**THE TASK:** The answer must be every line of the records in which the string "options" appears.

====== EXTRACTED RECORDS

PR #5, opened 2020-06-30
[minecraft] Fix EULA setting for CI tests

billimek:
This change only affects CI tests and not actual user installations.


billimek:
@itzg for your consideration ^^ to bring into parity with the minecraft-bedrock change.

PR #6, opened 2020-06-30
[minecraft-bedrock] adding additional bedrock server options

billimek:
* Update repo README to show new chart
* add missing bedrock server options
* using default server values (for things like level name, world name, max players) sourced from [here](https://minecraft.gamepedia.com/Server.properties#Bedrock_Edition_3)


billimek:
@itzg for your consideration.  Some of the changes to default values of levelName and serveName, you may not want. I tried to make them match the 'defaults' presented in [server.properties wiki page](https://minecraft.gamepedia.com/Server.properties#Bedrock_Edition_3).

PR #7, opened 2020-07-02
feat(minecraft): Configurable Minecraft Server Annotations

jstewart612:


jstewart612:
@itzg I ran into a use case where I needed service annotations but couldn't add them through this Helm chart, so I figured I'd submit this PR to add a configurable parameter for it.  Can you take a look and let me know if there are any concerns?

jstewart612:
@itzg Add configurable service annotations to the Minecraft helm chart.  Any objections?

============

**WRITTEN ANSWER:**
[minecraft-bedrock] adding additional bedrock server options
* add missing bedrock server options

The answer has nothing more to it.